Gleich vorweg: Eindeutige Prognosen konnten gestern, Donnerstag,
Abend auch die Experten einer von der Wiener Ärztekammer
organisierten Podiums- und Publikumsdiskussion in der Urania nicht
geben. Aus den Reaktionen des vorwiegend jungen Publikums ging jedoch
klar hervor, dass der Großteil der Jungmediziner bereits mit dem
Gedanken des Abwanderns ins Ausland spielt - zumindest für die Dauer
der Ausbildung. ****
In Österreich warten Medizinabsolventen bis zu drei Jahre auf
einen Ausbildungsplatz.
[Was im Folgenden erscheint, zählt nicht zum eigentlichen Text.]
PR #81, opened 2016-10-22
Use global var instead of C0_USERLOCAL for improved portability.

goniz:
A regular global variable is less cool, but much more portable then a c0 USERLOCAL register..

USERLOCAL behaves weird on QEMU and this is one of the changes needed for running mimiker on QEMU.

### DIFF
--- a/mips/exc.S
+++ b/mips/exc.S
@@ -11,6 +11,8 @@
         .globl kern_exc_leave
         .local user_exc_enter
         .local kern_exc_enter
+        .extern _current_thread
+
 
 # [$k0] must be set to value of C0_STATUS
 exc_enter:
@@ -20,7 +22,8 @@ exc_enter:
 
 user_exc_enter:
         # Fetch the context from thread control block.
-        mfc0    $k0, C0_USERLOCAL
+        la      $k0, _current_thread
+        lw      $k0, 0($k0)
         addu    $k0, TD_UCTX
 
         # Save all user registers...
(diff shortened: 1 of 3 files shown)


cahirwpz:
I understand your concern, but in fact we need a solution that fixes more general problem – i.e. how to keep global state of the operating system that needs to be shared between different subsystems.

We should definitely follow [SPOT rule](http://www.catb.org/esr/writings/taoup/html/ch04s02.html#spot_rule). In fact FreeBSD does that by using [pcpu](http://bxr.su/FreeBSD/sys/sys/pcpu.h#150) structure! Could you read the sources and try to figure out how *pcpu_space* is used throught different parts of the kernel? When done I guess you'll have much better idea how to approach removal of `C0_USERLOCAL`.

goniz:
Do we intend to implement SMP support?
as far as I can tell, the pcpu structure is used primary to allow the same code to run on multiple cores

cahirwpz:
In long-term SMP support is highly desired. For the time being we ignore it. However I see `pcpu` structure as a good place to keep, in one place, global variables related to CPU state. 

Please, have a look at [mips/pcpu.h](http://bxr.su/FreeBSD/sys/mips/include/pcpu.h) as well.

goniz:
I did look there already. 
For non smp systems it acts as a simple global structure with "api" macros for access. 
If that's what you have in mind then it's fairly simple to implement.

cahirwpz:
Well... yes. Just define a global structure and API to access it. That'll solve the problem with portability (and QEMU missing `C0_USERLOCAL` implementation) and help adding SMP support later.

goniz:
See pull request #85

Da sind Angebote, etwa aus Deutschland oder
England, eine große Verlockung. Zuletzt nahmen bis zu 400 Absolventen
aus Österreich diese Möglichkeit wahr. Aber "nicht jeder Student hat
die Möglichkeit, ins Ausland zu gehen", betonte Philipp Kloimstein,
Medizinstudent im vierten Studienjahr. Es gebe viele Studenten mit
Familie, für die "der Weg ins Ausland sicher nicht so leicht ist wie
für jemanden, der ungebunden ist". Er selbst sei bereits im Ausland
gewesen, und "wenn sich die Möglichkeit ergibt, werde ich sicher
wieder gehen". Kloimstein kritisierte, dass es an Anreizen mangle,
die einen Jungmediziner in Österreich hielten.
"Stimmt nicht", entgegnete Michaela Moritz, Geschäftsführerin des
ÖBIG (Österreichisches Bundesinstitut für Gesundheitswesen). Man
müsse nicht ins Ausland gehen, um einen Ausbildungsplatz zu
ergattern, denn "auch in Österreich gibt es Regionen, beispielsweise
in Oberösterreich, die Bedarf an Ärztinnen und Ärzten haben". Sie
höre immer wieder Klagen von Krankenanstaltsleitern, dass offene
Ausbildungsstellen nicht besetzt werden könnten. Grund dafür sei
auch, dass viele Absolventen nicht mehr in ihre Heimatregionen
zurückgingen, sondern in den Universitätsstädten blieben.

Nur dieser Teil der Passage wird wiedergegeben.